Saved data entries:
PR #1733, opened 2026-04-02
Update anchor link to nodejs section in Ruby devcenter article

mathias:
Fixes the anchor link in build output so that it points to the right place in the doc.


schneems:
Thanks!

schneems (approved):

schneems (approved):

PR #1739, opened 2026-05-13
Support apps using the trilogy adapter

byroot:
It's the new recommended adapter for MySQL.


dannyfallon:
I tried doing this in #1714 but #1715 was the fix implemented

byroot:
Ah my bad, I should have asked before.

Your objective:
All of the data above must be set down again exactly.

Result:
PR #1733, opened 2026-04-02
Update anchor link to nodejs section in Ruby devcenter article

mathias:
Fixes the anchor link in build output so that it points to the right place in the doc.


schneems:
Thanks!

schneems (approved):

schneems (approved):

PR #1739, opened 2026-05-13
Support apps using the trilogy adapter

byroot:
It's the new recommended adapter for MySQL.


dannyfallon:
I tried doing this in #1714 but #1715 was the fix implemented

byroot:
Ah my bad, I should have asked before.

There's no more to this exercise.